Different data types offers varying ranges of exponents and precisions. Additionally, different GPUs, such as the V100s and A100s, support different data types. It’s important to check which data types your GPUs supports. For instance, according to Fig2 above, FP16 provides 8x throughput of FP32 in operations/sec (compute speed), albeit with reduced exponent range and precision. We suggest carefully reviewing both the PyTorch CUDA setup and your GPU’s white paper, and experimenting with your data to find the right balance between precision and speed. For example, the following code snippet enables the use of TF32 for matrix multiplication.
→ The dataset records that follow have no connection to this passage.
PR #116, opened 2021-07-26
Fix location header case sensitive

pimuzzo:
Fix https://issues.apache.org/jira/browse/JCLOUDS-1569


gaul:
Thank you for your contribution @pimuzzo!  I will fix up the other calls in a subsequent commit.

PR #118, opened 2021-08-04
Store the MPU ETag for the transient blobstore

timuralp:
JCLOUDS-1582: fixes a bug in the transient blobstore where after
uploading a multipart upload, GET/HEAD returns the hash of the content,
rather than the MPU ETag.

### DIFF
--- a/blobstore/src/main/java/org/jclouds/blobstore/TransientStorageStrategy.java
+++ b/blobstore/src/main/java/org/jclouds/blobstore/TransientStorageStrategy.java
@@ -193,7 +193,14 @@ public class TransientStorageStrategy implements LocalStorageStrategy {
          Closeables2.closeQuietly(input);
       }
 
-      Blob newBlob = createUpdatedCopyOfBlobInContainer(containerName, blob, payload, actualHashCode);
+      String eTag = null;
+      if (blob.getMetadata() != null) {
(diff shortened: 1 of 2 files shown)


blobstore/src/main/java/org/jclouds/blobstore/TransientStorageStrategy.java
```diff
@@ -193,7 +195,14 @@ public String putBlob(final String containerName, final Blob blob, BlobAccess ac
          Closeables2.closeQuietly(input);
       }
 
-      Blob newBlob = createUpdatedCopyOfBlobInContainer(containerName, blob, payload, actualHashCode);
+      String eTag = null;
+      if (blob.getMetadata() != null) {
+         eTag = blob.getMetadata().getETag();
+      }
+      if (eTag == null || !MPU_ETAG_FORMAT.matcher(eTag).matches()) {
```
gaul, line 202: Why does this need to sanity check the format?  Is there a danger to allowing an arbitrary input?

timuralp: That's fair. Removed the format check.

gaul:
Thank you for your contribution @timuralp!

PR #127, opened 2021-12-17
JCLOUDS-1590: Promote glacier to core

gaul:


apis/glacier/pom.xml
```diff
@@ -0,0 +1,249 @@
...
+      <id>apache-snapshots</id>
+      <url>https://repository.apache.org/content/repositories/snapshots</url>
+      <releases>
+        <enabled>false</enabled>
+      </releases>
+      <snapshots>
+        <enabled>true</enabled>
+      </snapshots>
+    </pluginRepository>
+  </pluginRepositories>
```
nacx, line 70: We should probably remove this from here and just inherit these settings?

nacx (approved):

apis/glacier/pom.xml
gaul: Done.

nacx (approved):

PR #128, opened 2021-12-24
Update ClientCredentialsClaims.java

SATYANAN-ANAND:
JCLOUDS-1591: OAuth: ClientCredentialsJWTBearerTokenFlow.filter method throws Null Pointer Exception

### DIFF
--- a/apis/oauth/src/main/java/org/jclouds/oauth/v2/domain/ClientCredentialsClaims.java
+++ b/apis/oauth/src/main/java/org/jclouds/oauth/v2/domain/ClientCredentialsClaims.java
@@ -54,7 +54,7 @@ public abstract class ClientCredentialsClaims {
     public abstract String jti();
 
     @SerializedNames({ "iss", "sub", "aud", "exp", "nbf", "jti" })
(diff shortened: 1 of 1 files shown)


apis/oauth/src/main/java/org/jclouds/oauth/v2/domain/ClientCredentialsClaims.java
```diff
@@ -49,6 +50,7 @@
     public abstract long nbf();
 
     /** "JWT ID", a unique identifier for the JWT. */
+    @Nullable
```
gaul, line 53: Should this also annotate the `create` method with `@Nullable` as the [AutoValue documentation suggests](https://github.com/google/auto/blob/master/value/userguide/howto.md#nullable)?

SATYANAN-ANAND: Modified as per the comment and commit the changes.

gaul:
Thank you for your contribution @SATYANAN-ANAND!

PR #129, opened 2022-01-10
JCLOUDS-1594: Allow overriding S3 signer

gaul:
Previously s3 always used v2 and aws-s3 always used v4.  Now s3
defaults to v2 and can override to v4.  Note that this does not change
BlobRequestSigner.


nacx (approved):
LGTM! Thx!

gaul:
@jiffysrc please test.

PR #130, opened 2022-01-13
JCLOUDS-1587 - S3 Blobstore: Support Bucket Configuration Options - Versioning, Lifecycle, Encryption

jiffysrc:
Changes included in - https://issues.apache.org/jira/browse/JCLOUDS-1587 after removing noise changes.

Support following features in jclouds s3 blobstore

Configure the bucket for versioning and get the versioning state of a bucket
Configure the bucket for encryption and get the encryption state of a bucket
Configure the bucket for lifecycle rules and get the lifecycle rules of a bucket
List different versions of an Object

### DIFF
--- a/apis/s3/src/main/java/org/jclouds/s3/blobstore/S3BlobStore.java
+++ b/apis/s3/src/main/java/org/jclouds/s3/blobstore/S3BlobStore.java
@@ -29,13 +29,6 @@ import javax.inject.Inject;
 import javax.inject.Provider;
 import javax.inject.Singleton;
 
-import com.google.common.base.Function;
-import com.google.common.base.Predicate;
-import com.google.common.base.Supplier;
-import com.google.common.collect.ImmutableList;
-import com.google.common.collect.ImmutableMap;
-import com.google.common.collect.Iterables;
-
 import org.jclouds.blobstore.BlobStoreContext;
 import org.jclouds.blobstore.ContainerNotFoundException;
 import org.jclouds.blobstore.domain.Blob;
@@ -81,6 +74,13 @@ import org.jclouds.s3.options.PutBucketOptions;
 import org.jclouds.s3.options.PutObjectOptions;
 import org.jclouds.s3.util.S3Utils;
 
+import com.google.common.base.Function;
+import com.google.common.base.Predicate;
+import com.google.common.base.Supplier;
+import com.google.common.collect.ImmutableList;
+import com.google.common.collect.ImmutableMap;
+import com.google.common.collect.Iterables;
+
 @Singleton
 public class S3BlobStore extends BaseBlobStore {
    private final S3Client sync;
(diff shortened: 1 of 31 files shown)


blobstore/src/main/java/org/jclouds/blobstore/domain/internal/MutableStorageMetadataImpl.java
```diff
@@ -38,6 +38,8 @@
    private Date lastModified;
    private Long size;
    private Tier tier;
+   private String versionId;
+   private String isLatest;
```
gaul, line 42: Should this be a `boolean`?

apis/s3/src/test/java/org/jclouds/s3/S3ClientTest.java
```diff
@@ -501,6 +504,86 @@ public void testDisableBucketLogging() throws SecurityException, NoSuchMethodExc
...
+      assertRequestLineEquals(request, "PUT https://bucket." + url + "/?lifecycle=true HTTP/1.1");
+      assertNonPayloadHeadersEqual(request, "Host: bucket." + url + "\n");
+      assertPayloadEquals(request, "hello", "text/plain",
+              false);
+
+      assertResponseParserClassEquals(method, request, BucketConfigurationHandler.class);
+      assertSaxResponseParserClassEquals(method, null);
+      assertFallbackClassEquals(method, null);
+
+      checkFilters(request);
```
gaul, line 583: Can you add a live test for adding multiple objects with the same name and different versions?  These unit tests are good but comparing against live AWS will give me more confidence about this PR.

apis/s3/src/main/java/org/jclouds/s3/blobstore/S3BlobStore.java
```diff
@@ -133,6 +134,18 @@ public boolean containerExists(String container) {
       return sync.bucketExists(container);
    }
 
+   public String getBucketConfiguration(String bucketName, BucketConfigOptions httpOptions ) {
+      return sync.getBucketConfiguration(bucketName, httpOptions);
+   }
+
+   public String deleteBucketConfiguration(String bucketName, BucketConfigOptions httpOptions ) {
```
gaul, line 141: Extra whitespace here and above.

apis/s3/src/main/java/org/jclouds/s3/options/ListBucketOptions.java
```diff
@@ -96,6 +96,16 @@ public String getDelimiter() {
       return getFirstQueryOrNull("delimiter");
    }
 
+   public ListBucketOptions versions(Boolean versions) {
```
gaul, line 99: Should this be a `boolean` if it cannot be `null`?

blobstore/src/main/java/org/jclouds/blobstore/domain/internal/StorageMetadataImpl.java
```diff
@@ -40,6 +40,10 @@
    @Nullable
    private final String eTag;
    @Nullable
+   private final String versionId;
+   @Nullable
+   private final String isLatest;
```
gaul, line 45: `boolean`?  Need to propagate this throughout.

blobstore/src/main/java/org/jclouds/blobstore/domain/internal/StorageMetadataImpl.java
```diff
@@ -60,6 +64,23 @@ public StorageMetadataImpl(StorageType type, @Nullable String id, @Nullable Stri
...
       this.tier = tier;
+      this.versionId = null;
+      this.isLatest = null;
+   }
+
+   public StorageMetadataImpl(StorageType type, @Nullable String id, @Nullable String name,
+         @Nullable Location location, @Nullable URI uri, @Nullable String eTag,
+         @Nullable Date creationDate, @Nullable Date lastModified,
+         Map<String, String> userMetadata, @Nullable Long size, Tier tier, @Nullable String versionId) {
+      super(id, name, location, uri, userMetadata);
```
gaul, line 75: Please make the constructor with all parameters the only one that sets fields and the existing one with fewer parameters can call `this(...)` with a default value for `versionId`.

blobstore/src/main/java/org/jclouds/blobstore/options/ListContainerOptions.java
```diff
@@ -58,6 +59,12 @@ public ListContainerOptions() {
       this.delimiter = delimiter;
    }
 
+   ListContainerOptions(Integer maxKeys, String marker, String dir, boolean recursive,
+            boolean detailed, String prefix, String delimiter, boolean versions) {
+      this(maxKeys, marker, dir, recursive, detailed, prefix, delimiter);
+      this.versions = versions;
```
gaul, line 65: Same comment about making this the primary method and add a `@Deprecated` annotation to the old method.

gaul (changes requested):
Sorry about my delayed response -- this is my first interaction with object versioning but something that interests me.  I am primarily concerned about the lack of live tests.  You can run these via:

```
mvn integration-test -pl :aws-s3 -Plive \
        -Dtest.aws-s3.identity="${JCLOUDS_IDENTITY}" \
        -Dtest.aws-s3.credential="${JCLOUDS_CREDENTIAL}" \
```

Outside the scope of this PR but I am interested in adding support for versions to S3Proxy and the jclouds portable abstraction.  Google Cloud Storage already has support but we probably need Azure support for this to make sure we make this portable enough.

gaul:
@jiffysrc can we make progress on this PR?  I would like to release jclouds 2.5.0 next month and include this functionality.

gaul:
@jiffysrc do we have a path forward on this PR?

gaul:
@jiffysrc can we move forward with this or should I close it?

gaul:
Please re-open if this is still relevant.

PR #131, opened 2022-01-22
JCLOUDS-1595: Add URL encoding to string vals in ListBucketOptions.

JimSermersheim:
https://issues.apache.org/jira/browse/JCLOUDS-1595


JimSermersheim:
Declined after discovering a case where values were already url encoded. The simplistic fix causes these values to be double-encoded. I'll probably submit again where the encode step decodes and re-encodes.

gaul:
Thanks for checking the double-quoting.  Note that we only merge PRs against the master branch and do not plan further 2.4.x releases.

PR #142, opened 2022-05-02
Adding access key auth support for openstack V3

DImuthuUpe:
Please refer to the discussion thread [1]

[1] https://lists.apache.org/thread/2p7qc20rn19r3yhsfd63p3o3h587f7oh

### DIFF
--- a/apis/openstack-keystone/src/main/java/org/jclouds/openstack/keystone/v3/auth/V3AuthenticationApi.java
+++ b/apis/openstack-keystone/src/main/java/org/jclouds/openstack/keystone/v3/auth/V3AuthenticationApi.java
@@ -27,6 +27,9 @@ import org.jclouds.openstack.keystone.auth.AuthenticationApi;
 import org.jclouds.openstack.keystone.auth.domain.PasswordCredentials;
 import org.jclouds.openstack.keystone.auth.domain.TenantOrDomainAndCredentials;
 import org.jclouds.openstack.keystone.auth.domain.TokenCredentials;
+import org.jclouds.openstack.keystone.auth.domain.ApiAccessKeyCredentials;
+import org.jclouds.openstack.keystone.auth.domain.AuthInfo;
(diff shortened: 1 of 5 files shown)


smarru:
@gaul drawing your attention, can you please review and provide us feedback, we would like to use this in Apache Airavata

apis/openstack-keystone/src/main/java/org/jclouds/openstack/keystone/v3/auth/V3AuthenticationApi.java
```diff
@@ -57,4 +60,10 @@ public interface V3AuthenticationApi extends AuthenticationApi, Closeable {
    @Override
    Token authenticateToken(TenantOrDomainAndCredentials<TokenCredentials> credentials);
 
+   @Named("token:create")
+   @POST
+   @ResponseParser(ParseTokenFromHttpResponse.class)
+   @MapBinder(BindAccessKeyAuthToJsonPayload.class)
+   @Override
+   AuthInfo authenticateAccessKey(TenantOrDomainAndCredentials<ApiAccessKeyCredentials> credentials);
```
nacx, line 68: Please add the corresponding unit tests here: https://github.com/apache/jclouds/blob/master/apis/openstack-keystone/src/test/java/org/jclouds/openstack/keystone/v3/auth/V3AuthenticationApiMockTest.java

And the live test as well here: 
https://github.com/apache/jclouds/blob/master/apis/openstack-keystone/src/test/java/org/jclouds/openstack/keystone/v3/auth/V3AuthenticationApiLiveTest.java

And include in a comment in the PR the output of running the live tests.

nacx (commented):
Thanks!

gaul (changes requested):
@DImuthuUpe Can you add tests?

gaul:
@DImuthuUpe Can we move forward with this or should I close it?

gaul:
Please re-open if this is still relevant.

edipdemirbilek:
@gaul I have run into the same issue. i wonder is this was ever fixed.

PR #145, opened 2022-06-12
JCLOUDS-1609: Upgrade to BouncyCastle 1.71

gaul:
Release notes:

https://www.bouncycastle.org/releasenotes.html#r1rv71


gaul:
@coheigea I don't use this driver so it would be nice if someone from the community could test it.

PR #146, opened 2022-07-24
Synchronize ByteSourcePayload in LocalBlobStore

gaul:
`ByteSourcePayload's.openStream` is not thread safe and lack of
synchronization can throw `ArrayIndexOutOfBoundsExceptions`.
Fixes gaul/s3proxy#303.

### DIFF
--- a/blobstore/src/main/java/org/jclouds/blobstore/config/LocalBlobStore.java
+++ b/blobstore/src/main/java/org/jclouds/blobstore/config/LocalBlobStore.java
@@ -564,7 +564,9 @@ public final class LocalBlobStore implements BlobStore {
 
       InputStream is = null;
       try {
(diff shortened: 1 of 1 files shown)


gaul:
I think there is a narrower fix where `LocalBlobStore` could synchronize its calls sites instead.  @nacx what do you think?

nacx (approved):
LGTM!

nacx:
If the LocalBlobStore can sync ina. narrower scope that would be much better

## https://pytorch.org/docs/stable/notes/cuda.html#tf32-on-ampere
## The flag below controls whether to allow TF32 on matmul. This flag defaults to False
## in PyTorch 1.12 and later.
torch.backends.cuda.matmul.allow_tf32 = True
## The flag below controls whether to allow TF32 on cuDNN. This flag defaults to True.
torch.backends.cudnn.allow_tf32 = True
Conclusion
In this post, we demonstrate how to fine-tune LLMs using MP techniques with tools provided by HuggingFace. By sharing these experiences, we hope you can train your own LLMs and own the weights. Please keep in mind that even fine-tuned LLMs can produce hallucinated responses. While fine-tuning can reduce the chance of hallucination, it does not eliminate it. Developers and scientists should design AI products with an understanding that LLMs still operate by generating the most likely tokens based on the preceding context tokens, and can generate ungrounded or non-factual responses. Despite these limitations, small, domain-specific language models are preferred because they can be optimized to understand jargon specific to a field, and have lower inference cost compared to large, close-source language models.